Sardinian Electric Telegraph.—The Land Line completed.—Failures in Attempts to lay a Submarine Cable to Algeria.—The Work resumed.—A Trip to Bona on the African Coast.—The Cable laid.—Cagliari an Important Telegraph Station.—Its Commerce.—The return Voyage.—Conclusion.

After completing the land line of telegraph, as already mentioned, the Sardinian Company[101] failed in three attempts at laying a submarine cable to connect the wires from Cagliari with the coast of Algeria. We will not here enter into an inquiry as to the causes of these disasters, instructive as it might be if we had space, and this were a fitting opportunity. Suffice it to say that the first experiment failed soon after leaving Cape Spartivento; on the second, the line was laid for about two-thirds of the course, but with such a profuse expenditure of the submarine cable that it was run out, and the enterprise abruptly terminated. A third attempt to renew the operation proved equally unsuccessful.

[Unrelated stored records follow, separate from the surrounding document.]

PR #1776, opened 2019-10-16
Cursor Plugin: Flip time text to left of cursor on right edge for readability

mdtanrikulu:
Hey there!

I did a small change on cursor plugin, which improves the readability of duration text next to the cursor. When user point the very right edge, the duration will be placed on left side of the cursor for better UX. See the gif; 

**Before:**
duration_without_flip

**After:**
duration_flip

### DIFF
--- a/src/plugin/cursor.js
+++ b/src/plugin/cursor.js
@@ -241,6 +241,7 @@ export default class CursorPlugin {
      *
      * @param {number} xpos The x offset of the cursor in pixels
      * @param {number} ypos The y offset of the cursor in pixels
+     * @param {boolean} flip Flag to flip duration text from right to left
      */
     updateCursorPosition(xpos, ypos, flip = false) {
         this.style(this.cursor, {
@@ -324,7 +325,7 @@ export default class CursorPlugin {
     /**
      * Get outer width of given element.
      *
-     * @param {e} DOM Element
+     * @param {DOM} e DOM Element
      * @returns {number} outer width
      */
     outerWidth(e) {
--- a/src/plugin/cursor.js
+++ b/src/plugin/cursor.js
@@ -90,13 +90,14 @@ export default class CursorPlugin {
         const bbox = this.wavesurfer.container.getBoundingClientRect();
         let y = 0;
         let x = e.clientX - bbox.left;
+        let flip = bbox.right < e.clientX + this.outerWidth(this.displayTime);
 
         if (this.params.showTime && this.params.followCursorY) {
             // follow y-position of the mouse
             y = e.clientY - (bbox.top + bbox.height / 2);
         }
 
-        this.updateCursorPosition(x, y);
+        this.updateCursorPosition(x, y, flip);
     };
 
     /**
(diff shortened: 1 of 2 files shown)


thijstriemstra:
awesome, thanks!

src/plugin/cursor.js
```diff
@@ -311,4 +321,20 @@ export default class CursorPlugin {
...
         );
     }
+
+    /**
+     * Get outer width of given element.
+     *
+     * @param {DOM} e DOM Element
+     * @returns {number} outer width
+     */
+    outerWidth(e) {
```
thijstriemstra: can you use a more descriptive var name then `e`?

src/plugin/cursor.js
```diff
@@ -311,4 +321,20 @@ export default class CursorPlugin {
...
+        if (!e) return 0;
+
+        var width = e.offsetWidth;
```
thijstriemstra: use let instead of var

src/plugin/cursor.js
```diff
@@ -200,12 +201,15 @@ export default class CursorPlugin {
                         {
                             display: 'inline',
                             pointerEvents: 'none',
-                            margin: 'auto'
+                            margin: 'auto',
+                            visibility: 'hidden' //initial value will be hidden just for measuring purpose
```
thijstriemstra: space between // and initial

src/plugin/cursor.js
```diff
@@ -200,12 +201,15 @@ export default class CursorPlugin {
...
                         },
                         this.params.customShowTimeStyle
                     )
                 )
             );
+            //initial value to measure display width
```
thijstriemstra: space between // and initial

src/plugin/cursor.js
```diff
@@ -200,12 +201,15 @@ export default class CursorPlugin {
...
+            this.displayTime.innerHTML = '0:00:000';
```
thijstriemstra: instead of hardcoding the time value, use the (user-supplied or default) format time method instead.

mdtanrikulu: Oh, I didn't see there is custom format method. Thanks for pointing it, I've updated.

src/plugin/cursor.js
```diff
@@ -255,9 +259,14 @@ export default class CursorPlugin {
             const timeValue =
                 Math.max(0, (xpos / elementWidth) * duration) + scrollTime;
             const formatValue = this.formatTime(timeValue);
+            if (flip) {
+                const textOffset = this.outerWidth(this.displayTime);
+                xpos -= textOffset;
+            }
```
aburai: can be shorten to `if (flip) xpos -= this.outerWidth(this.displayTime);`

src/plugin/cursor.js
```diff
@@ -90,13 +90,14 @@ export default class CursorPlugin {
         const bbox = this.wavesurfer.container.getBoundingClientRect();
         let y = 0;
         let x = e.clientX - bbox.left;
+        let flip = bbox.right < e.clientX + this.outerWidth(this.displayTime);
```
aburai: we should use `const` where possible

aburai:
ups, already merged, i oversee that ;)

The project received a severe check from these repeated failures. The company had established their line, by sea and land, as far as Cagliari. So far, well: the communications of the respective Governments with their islands of Corsica and Sardinia were complete. Incidentally, also, England derived some advantage from the stations at Cagliari during the most anxious period of the crisis in Indian affairs. It was one step in advance towards telegraphic communications with India, though a short one. But the main object of the French Government in promoting the enterprise was to link its connection with Algeria by the electric wires; and till that was accomplished, the Company had no claim to be reimbursed for that portion of their expenditure guaranteed in the event of success.

One may imagine the dismay of the shareholders, mostly Italians, in this state of affairs. Their capital must have been greatly, if not altogether, exhausted by the expenditure on previous works and the abortive attempts at laying the African cable. It was now only, in all probability, that they became seriously alive to the difficulties of the undertaking, and the immense risks that must be incurred in laying submarine cables in great depths of water. For it was now known that the depth of the Mediterranean in many parts crossed by the track of submarine cables, is no less than that through which the Transatlantic cable has to be laid.